Based on the sca1-ompA concatenated sequences, the results of both BLAST and phylogenic analysis revealed that the rickettsial agent from the patient shared 100% identities to R. aeschlimannii in H. asiaticum sampled at the surrounding of the patient's residence, and was most closely related to R. aeschlimannii strain MC16 (Supplementary Fig. S1).

Nucleotide sequences obtained in the study have been deposited in the GenBank database (ompA: MN794571, MN794572, MW321575, MW321566, MW321578; sca1: MT237577, MT237576, MW321584; and COI: MW498410, MW498406).

Discussion

Ticks infected with R. aeschlimannii have mainly been reported in Africa and Europe (Pretorius and Birtles 2002, Borawski et al. 2019, Getange et al. 2021). In Asia, ticks have been found to be infected with R. aeschlimannii in Turkey, Kazakhstan, China, and Japan (Shpynov et al. 2004, Wei et al. 2015, Keskin et al. 2016, Qiu et al. 2021). However, only a few countries, such as Morocco, Tunisia, Algeria, South Africa, Spain, Turkey, Greece, and Italy, have reported cases of R. aeschlimannii infection (Tosoni et al. 2016).

Clinical signs may include fever, headache, myalgia, vomiting, and eschar or papule at the sites of tick bite. In this study, the patient presented rash, eschar, myalgia, edema, and partial necrosis surrounding the tick bite site.

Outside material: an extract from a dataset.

PR #6526, opened 2022-07-10
Expose `Network` constraint in ember builders

armanbilge:
This change is motivated by the I/O Integrated Runtime Concept in https://github.com/typelevel/cats-effect/discussions/3070 which proposes an alternate implementation of `Network[IO]`. There have also been discussions of a `Network` implementation based on [fs2-netty](https://github.com/typelevel/fs2-netty).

Given obvious edema and partial necrosis on the right lower leg, the patient received debridement. SFG Rickettsia infection has clinical manifestations of fever, facial edema, and fern leaf necrosis of the skin in Sri Lanka (Kumarathunga and Kularatne 2018). In addition, monocytosis has also been described in a patient infected with R. conorii, which was also found in our case report of R. aeschlimannii. Rickettsial agent is usually detected in blood samples.

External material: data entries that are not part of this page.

Issue #5812, opened 2022-01-05
Bikeshed `StrictEntity`


armanbilge:
See discussion in https://github.com/http4s/http4s/pull/5807.

armanbilge:
So new datapoint on the `Chunk[Byte]` vs `ByteVector` question for `Entity.Strict`. In https://github.com/http4s/http4s/pull/5804#discussion_r777230747 there was a consensus for `Chunk`, since `Chunk` can subsume `ByteVector`.

However, while working on the http4s AWS lambda integration in https://github.com/typelevel/feral/pull/214#discussion_r882320272 I wanted to do base 64 encoding and UTF8 decoding of `Entity.Strict` bytes. AFAICT while it is easy to do these ops directly on a `ByteVector`, it's not possible to do them on `Chunk` without lifting it into a `Stream`, which defeats the whole purpose of the `Strict` optimization.

Maybe this is a niche case, but I wonder if there is friction between the fact that `Chunk` is ultimately intended to be used with `Stream` and has less standalone support for byte manipulation. And meanwhile `Entity.Strict` is intended to avoid materializing a `Stream`.

armanbilge:
... and, I ran into this same thing when optimizing the jdk-http-client, where again `ByteVector` is the more helpful datatype. See:
- https://github.com/http4s/http4s-jdk-http-client/pull/644#discussion_r882347645

danicheg:
It turns out that we changed the data type to `ByteVector` in `Entity.Strict`. Do we still want to discuss something in this issue, or can we close it? cc @armanbilge

armanbilge:
In https://github.com/http4s/http4s/pull/5807 there was some discourse about naming:
- https://github.com/http4s/http4s/pull/5807#discussion_r777726528
- https://github.com/http4s/http4s/pull/5807#issuecomment-1004822561

Personally I'm happy with `Entity.Strict` naming following my PR https://github.com/http4s/http4s/pull/6528. Unless someone else would still like to revisit this, we can close.

PR #6528, opened 2022-07-11
Use `scodec.bits.ByteVector` for `Entity.Strict`

armanbilge:
**tl;dr** Because `ByteVector` is specialized for `Byte`, it has idiomatic APIs for byte manipulation and copy-free interop that `Chunk` lacks.

This is a follow-up to my comments in https://github.com/http4s/http4s/issues/5812. See there for more details, summary below:

1. IMHO a `ByteVector` the more idiomatic data structure for, well, bytes. `Chunk[Byte]` is kind of an FS2 thing.
2. `ByteVector` exposes useful ops specifically for byte manipulation, not available on `Chunk[Byte]`. I wanted this in:
    https://github.com/typelevel/feral/pull/214#discussion_r882320272
3. `ByteVector` exposes better APIs for copy-free interop. I wanted this in:
    https://github.com/http4s/http4s-jdk-http-client/pull/644#discussion_r882347645
4. Even though `ByteVector` does not subsume `Chunk`, many common `Chunk`s can become a `ByteVector` without copying.
    https://github.com/typelevel/fs2/blob/79344baae70b6e3d2a3731f5e7f8e3d81ce9eedb/core/shared/src/main/scala/fs2/Chunk.scala#L364-L377
5. Does anyone have an example of a backend where `Chunk` has an advantage over `ByteVector`?

### DIFF
--- a/core/shared/src/main/scala/org/http4s/EntityEncoder.scala
+++ b/core/shared/src/main/scala/org/http4s/EntityEncoder.scala
@@ -147,14 +147,14 @@ object EntityEncoder {
   ): EntityEncoder.Pure[Array[Char]] =
     stringEncoder.contramap(new String(_))
 
+  implicit val byteVectorEncoder: EntityEncoder.Pure[ByteVector] =
+    simple(`Content-Type`(MediaType.application.`octet-stream`))(identity)
+
   implicit val chunkEncoder: EntityEncoder.Pure[Chunk[Byte]] =
     byteVectorEncoder.contramap(_.toByteVector)
 
   implicit val byteArrayEncoder: EntityEncoder.Pure[Array[Byte]] =
     byteVectorEncoder.contramap(ByteVector.view)
-
-  implicit def byteVectorEncoder[F[_]]: EntityEncoder[F, ByteVector] =
-    simple(`Content-Type`(MediaType.application.`octet-stream`))(identity)
 
   /** Encodes an entity body.  Chunking of the stream is preserved.  A
     * `Transfer-Encoding: chunked` header is set, as we cannot know
--- a/core/shared/src/main/scala/org/http4s/EntityEncoder.scala
+++ b/core/shared/src/main/scala/org/http4s/EntityEncoder.scala
@@ -101,14 +101,12 @@ object EntityEncoder {
     *
     * This constructor is a helper for types that can be serialized synchronously, for example a String.
     */
-  def simple[A](hs: Header.ToRaw*)(toChunk: A => Chunk[Byte]): EntityEncoder.Pure[A] =
-    encodeBy(hs: _*)(a => Entity.strict(toChunk(a)))
+  def simple[A](hs: Header.ToRaw*)(toByteVector: A => ByteVector): EntityEncoder.Pure[A] =
+    encodeBy(hs: _*)(a => Entity.strict(toByteVector(a)))
 
   /** Encodes a value from its Show instance.  Too broad to be implicit, too useful to not exist. */
-  def showEncoder[A](implicit charset: Charset = `UTF-8`, show: Show[A]): EntityEncoder.Pure[A] = {
-    val hdr = `Content-Type`(MediaType.text.plain).withCharset(charset)
-    simple[A](hdr)(a => Chunk.array(show.show(a).getBytes(charset.nioCharset)))
-  }
+  def showEncoder[A](implicit charset: Charset = `UTF-8`, show: Show[A]): EntityEncoder.Pure[A] =
+    stringEncoder.contramap(show.show)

In this patient, R. aeschlimannii was identified in the urine sample at the early phase of infection. The findings suggest that R. aeschlimannii infection may present with nonspecific clinical syndromes, which is difficult to differentiate from other Rickettsia infections, however, urine testing may prove useful for early diagnosis for these emerging pathogens in endemic areas.

In China, R. aeschlimannii was first reported in Rhipicephalus turanicus in 2015 (Wei et al. 2015). In this study, R. aeschlimannii, R. raoulti, and Candidatus R. barbariae were also detected in H. asiaticum. These results suggest that multiple SFG Ricketsia cocirculate in H. asiaticum as a potential vector in XUAR, northwestern China. To date, at least 19 SFG Rickettsia species have been detected in ticks in China (Liu et al. 2021), with tick-borne diseases highly prevalent in some parts of China, adversely affecting human health (Wu et al. 2013, Wang et al. 2019, 2021, Ma et al. 2021). Testing of SFG Rickettsia should be included as part of all differential diagnoses in symptomatic patients with a recent history of tick bite in this region.

Ethics Approval and Consent to Participate

The research was approved by the First Affiliated Hospital of Shihezi Medical University. Written informed consent was obtained for all research participants.